+++ DATA RECORDS

PR #4965, opened 2021-06-01
imageinput: disable placeholder selection, hide placeholder on focus

jamesacklin:
Default:
image

Click into field:
image

Click "upload" blue text:
image
(will vary from OS to OS)

Successful upload:
image

Failed upload:
image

++++++

**EXERCISE PROMPT**.
Reproduce every single entry above exactly.

**SOLVED EXERCISE**.
PR #4965, opened 2021-06-01
imageinput: disable placeholder selection, hide placeholder on focus

jamesacklin:
Default:
image

Click into field:
image

Click "upload" blue text:
image
(will vary from OS to OS)

Successful upload:
image

Failed upload:
image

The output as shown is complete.